Notes and Changes since last report

  • It was 60°F, hazy and calm at 2:30 PM on October 9, 2013.
  • That's cooler than it has been, but it was just fine for October.
  • The past couple days of rain stripped some trees of their leaves.
  • Birding hot spot was the Sedge Meadow Trail today.

The Trails

  • A tiny moth let me a close up near the Carriage House on the Scotch Pine Alleé.
  • The third and last butterfly I would see today was a cabbage white trying to make the most of the feeble sun.
  • I didn't recall ever seeing wild bergamot turn such a great color. It usually gets mildew and that's it.
  • Around the corner, pokeweed appeared to have been heavily browsed by deer.
  • Along the edge of the Little Bluestem Meadow, nanny berry was devoid of leaves.
  • But its berries were still hanging in clusters.
  • The Fern Glen pond was still and dark.
  • Leaves on dark water always make me think of the art of M. C. Escher.
  • The 'Glen always has a number of little sassafrass seedlings. But where is there a big one?
  • In the fen, poison sumac was looking sharp.
  • Nearby, green alder cones were dangling along the boardwalk.
  • In the background, that wasn't lichens, that was woolly aphids.
  • These strange things fly.
  • Stranger still, they are food for our only carnivorous caterpillar - that of the harvester.
  • Just before the Wappinger Creek trail heads steeply uphill, there is a nice view that I hadn't really focused on before.
  • I sat a little while in the bench in the Old Pasture. Nothing was happening, I continued.
  • A nice fairy ring was a couple years old off the Sedge Meadow Trail.
  • It could be the same mushroom as the ring that was in the Glen.
  • In the back of the back Old Hayfiled, burning bush was showing why it was brought to this country.
  • Behind it, our native spicebush was a gaudy yellow.
  • Just past them, a few field sparrows were unusually still and not too hidden.
  • I looked in the wet part of the Sedge Meadow because I always do, and found it quite busy with birds. Yellow-rumped warblers were chasing around. A good size woodpecker landed amongst them - a yellow-bellied sapsucker! Ruby-crowned kinglets joined the fray while robins were content to sit and eat cedar berries.
  • You never know what you're going to find... or where.
Unidentified moth
Cabbage white
Wild bergamot fall colors
Pokeweed browsed by deer
Nannyberry devoid of leaves
Nannyberry berries
Fern Glen pond
Fern Glen pond
Sassafras
Poison sumac
Alder cones
Woolly aphids
Woolly aphids
Wappinger Creek
Fairy ring
Fairy ring
Burning bush
Field sparrow

Sightings

Birds
  • 1 Red-bellied Woodpecker
  • 1 Yellow-bellied Sapsucker
  • 2 Downy Woodpecker
  • 1 Northern Flicker
  • 4 Blue Jay
  • 3 American Crow
  • 9 Black-capped Chickadee
  • 1 Tufted Titmouse
  • 1 White-breasted Nuthatch
  • 1 Brown Creeper
  • 1 Carolina Wren
  • 3 Golden-crowned Kinglet
  • 1 Ruby-crowned Kinglet
  • 1 Eastern Bluebird
  • 8 American Robin
  • 1 Gray Catbird
  • 4 Yellow-rumped Warbler
  • 3 Field Sparrow
  • 3 Northern Cardinal
Butterflies
  • 3 Cabbage White
Insects
  • 1 Wooly aphid

Notes and Changes since last report

  • It was 73°F, mostly clear and calm at 3:30 PM on September 25, 2013.
  • STILL warm sun and cool, dry air.
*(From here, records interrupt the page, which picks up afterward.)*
PR #4237, opened 2016-09-12
Add recipe for prompts

GuiltyDolphin:
Repo: https://github.com/GuiltyDolphin/prompts.el
Summary: Provides utilities for text-prompts and read-completion.

### DIFF
--- a/recipes/prompts
+++ b/recipes/prompts
@@ -1,0 +1,1 @@
+(prompts :fetcher github :repo "GuiltyDolphin/prompts.el")


purcell:
Is this package really more than a nice implementation of the `read-variable` function which is conspicuously missing from Emacs core? I'm not sure it is, currently, or what the future plans are, so why not just cut this down to the bare minimum and call it `read-variable`?

GuiltyDolphin:
@purcell I'm hoping to do a couple of things:

* Provide more consistent prompts - that is to say, provide better means of normalizing and displaying default values (the current method of doing this seems to vary between prompt-functions, and makes some assumptions about the format of the prompt string that may not be true).
* Provide more completing-read implementations - things like `read-keymap`, variable reading limited to certain prefixes (possibly intelligent from mode) (e.g., read an `emaps` function/command) etc.
* Try and provide improved versions of some existing readers - with perhaps an option to wrap the existing ones with advice.

I've also had some ideas (and come up with a few implementations) of things like `read-regex`, which prompts for a value that must match a regular expression, failing that it re-prompts, that kind of thing.

purcell:
Makes sense, and sounds useful. I feel like a more distinctive name would be better - there's already at least one `prompt-` function in Emacs core, and choosing a _very_ general single-word library name like this can feel a bit grandiose. There isn't much precedent for it among popular libraries. Now, it's not _very_ different, but how about "prompts"?

Even

GuiltyDolphin:
@purcell Hmm, mayhaps - I still quite like `prompt`. I guess `prompts` does make sense given the additional 'prompts' it provides.

I'll bow to your wisdom and rename it to `prompts` - and update the GH repo to `prompts.el` while I'm at it. Thanks for the advice :)

GuiltyDolphin:
@purcell It is done.

GuiltyDolphin:
@purcell By the way - I've received a suggestion to update the GH repo of `monitor` to `monitor.el` to make it easier to identify as an Emacs package.

I think this is a fairly sensible suggestion, but I'm a bit worried about whether or not that might affect some in-place systems (I think GitHub will redirect?); since it is in its early infancy still, do you think it would be fine to update the GH repo to `monitor.el` as well as the `MELPA` recipe?

purcell:
> It is done.

Awesome - merged!

> since it is in its early infancy still, do you think it would be fine to update the GH repo to monitor.el as well as the MELPA recipe?

Sure. I don't bother with that naming convention myself, but it kinda makes sense. Other people would use `emacs-prompts`. Whatever you choose to rename it to, Github will redirect, so MELPA won't break, but we'd appreciate a PR to update the repo path in the recipe anyway.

But it did get a bit warm out in the open fields...
  • Fall colors were looking up now.
  • Still a couple katydids calling; peepers holding in there too.

The Trails

  • A large maple spanworm moth was not hiding well on a door frame at Gifford House.
  • Racing across the sill below was a yellow bear, relative of the woolly bear.
  • An interesting grass was at the entrance to the front Old Hayfield.
  • Purple flowers were at the tops of tall stalks.
  • At the base, it appeared to be a well mannered clumping type of grass.
  • Along the side of the field was some nice color happening.
  • It was deep red Virginia creeper against the dark green cherry leaves.
  • The little, bitter-sweet cherries (I tried one...) contrasted nicely against the red, too.
  • At the back of the field, back lit Virginia creeper almost hurt the eye, as it hung glowing in the black walnut.
  • The Sedge Meadow boardwalk was really collecting leaves now.
  • Color was in and around the edge of the back Old Hayfield.
  • It was dogbane giving the yellow out in the middle.
  • It is always a wonder that seeds fit in the skinny pods.
  • At the back of the field, black walnut bark's texture was enhanced against a background of golden sugar maple.
  • Burning bush all along the edge was in various states of color change.
  • Finally, a different goldenrod gall: this long, oval one from a moth.
  • A garden spider with a shield bug made me think about introducing them to my vegetable garden, where bugs made a mess of the tomatoes.
  • Something landed heavily in the goldenrod next to me: a praying mantis.
  • I manoeuvred for a better position to see and found it worked for both of us.
  • Returning to the Sedge Meadow Trail, I noticed a sawfly larva curled up under a leaf. A tiny spider was there too, but always went to the other side of the leaf when I tried to get a better look.
  • I sat a while at the bench in the Old Pasture hoping for, but finding none of the usual American coppers. I continued into the woods above the Wappinger Creek.
  • A favorite view of the path in afternoon light was before me.
  • I stepped back to check the "four season view" of the creek before continuing on.
  • Lower down the hill was another favorite view right from the path.
  • The Cary Pines Trail is usually quiet and doesn't get featured much here. How does one photograph quiet?
  • The mood of quiet is replaced by one of mystery when brightness streams down through an absence of trees and the sound of distant rushing water comes up from the edge of nothing.
  • Just a touch of giddiness creeps in as the trail narrows to skim along a crest, the water louder and nearer, but still unseen below.
  • In a moment it is quiet and serene again, a passing sun beam illuminating the new color in a young beech.
  • The parking lot side of the Fern Glen deserved some attention. The American hazel had become proper shrubs over the several years since their planting.
  • Catkins, the male flowers, were already formed and would bloom in the Spring.
  • The red on the other side was azalea, its leaf buds also already waiting for Spring.
  • Just beyond was another shrub, a winterberry, but one with orange rather than red berries.
  • Back in the 'Glen's shrub swamp, the more usual winterberry was becoming a pale, ghostly whitish yellow in leaf.
  • I'd smelled witch hazel along the Wappinger Creek Trail, but here it was in the Glen blooming in my face.
  • Overhead in a honeysuckle vine was a banded tussock moth caterpillar.
  • Along the boardwalk in the fen, swamp milkweed pods stood erect, one just beginning to open.
  • The bench at the limestone cobble beckoned, but I continued on my way out.
  • As the path entered the woods again, I was surprised by a woolly bear. It was the first I'd seen on the trails today. Elsewhere lately, I've had to mind my every step.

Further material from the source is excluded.